Unique Leadership in the Market: No Telecoms

The report finds that bKash—a third party provider majority owned by BRAC Bank Ltd, managed by Money in Motion LLC with equity investments from The International Finance Corporation (IFC) and the Gates Foundation—dominates the digital financial services space with 50 percent of the agents offering their services. They are followed by the Dutch Bangla Bank Ltd. (DBBL—28 percent), United Commercial Bank Ltd. (UCash- 14 percent) and Islami Bank Bangladesh Ltd. (mCash – 6 percent).

Beyond the burgeoning competitive landscape in Bangladesh, it is intriguing that none of the above players are telecoms. Thus far we have seen the majority of the success in the digital finance space lead by telecoms who have large marketing budgets, national networks of retailors already serving them, and usually tens of millions of customers they can entice to register for digital finance. In Bangladesh the regulation stipulates that telecoms are not allowed to brand their own digital finance services, which has given the opportunity to banks and third party providers like bKash. This is strong evidence that players other than telecoms can scale agent networks in digital finance.

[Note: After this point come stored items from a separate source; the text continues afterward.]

PR #61557, opened 2022-10-09
Update suits_protection.json

Veskaida:
#### Summary
None

#### Purpose of change

Fixes typos in the flavor text of the item descriptions for 'Tempered Steel Armor' and its variants (Light, Normal and Heavy). The item descriptions are all similar to one another, but have small deviations in the hyphenation. They currently read as: "... top-of-the-line protection.", "... top of the line protection." and "... top-of-the-line-protection.". This fix standardizes all three of these texts as "... top-of-the-line protection.".

#### Describe the solution

Fixed the item description text for "Tempered Plate Armor" and "Tempered Heavy Plate Armor" to read as the same as the item description text for "Tempered Light Plate Armor", which reads as: "... top-of-the-line protection.".

Each type of plate armor could have its own unique description, but given there are 3 types (Light, Normal and Heavy) and three sizes (XS, Normal and XL) and that their descriptions and functions are more similar than different, I felt it was more appropriate to bring all the items descriptions in-line with one another than to deviate further. I think that having wildly different descriptions, for so many similar items may be more confusing to new players than it would be beneficial, so I decided against this.

#### Testing

Loaded up a test world and checked the new descriptions with debug menu. It worked!

#### Additional context

new

### DIFF
--- a/data/json/items/armor/suits_protection.json
+++ b/data/json/items/armor/suits_protection.json
@@ -991,7 +991,7 @@
     "copy-from": "armor_lc_plate",
     "material": [ "qt_steel", "qt_steel_chain" ],
     "name": { "str": "tempered plate armor" },
-    "description": "A suit of plate armor with a 4mm thick chestpiece.  The medium steel has been quenched and tempered, offering top-of-the-line-protection.",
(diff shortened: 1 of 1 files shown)


Veskaida:
Minor typo fixes/standardized the text in the item description for the Tempered Steel Plates, to more accurately reflect one another.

Distinctive Agency Demographics: Non-dedicated and Male

The different types of institutions leading market growth in Bangladesh are also making distinctive decisions about the demographics of their agent network. In Bangladesh almost all agents (96 percent) have pre-existing, parallel businesses in addition to the digital finance service they provide (they are “non-dedicated” to the DFS business). As the below chart shows, this is very different from the leading DFS markets in East Africa, where many more agents are completely dedicated to the DFS business. Generally, these types of agents can only exist in markets where transactions per day and therefore profits are relatively high, which therefore sustain the entire business. Hence we might see a move towards more dedicated professional agents, if profits increase in Bangladesh in the future. Another difference worth highlighting is that while the majority of agents across East Africa are female, in Bangladesh 100 percent are male. More research will have to be done to uncover both the drivers and the implications for customer uptake and usage of this gender difference.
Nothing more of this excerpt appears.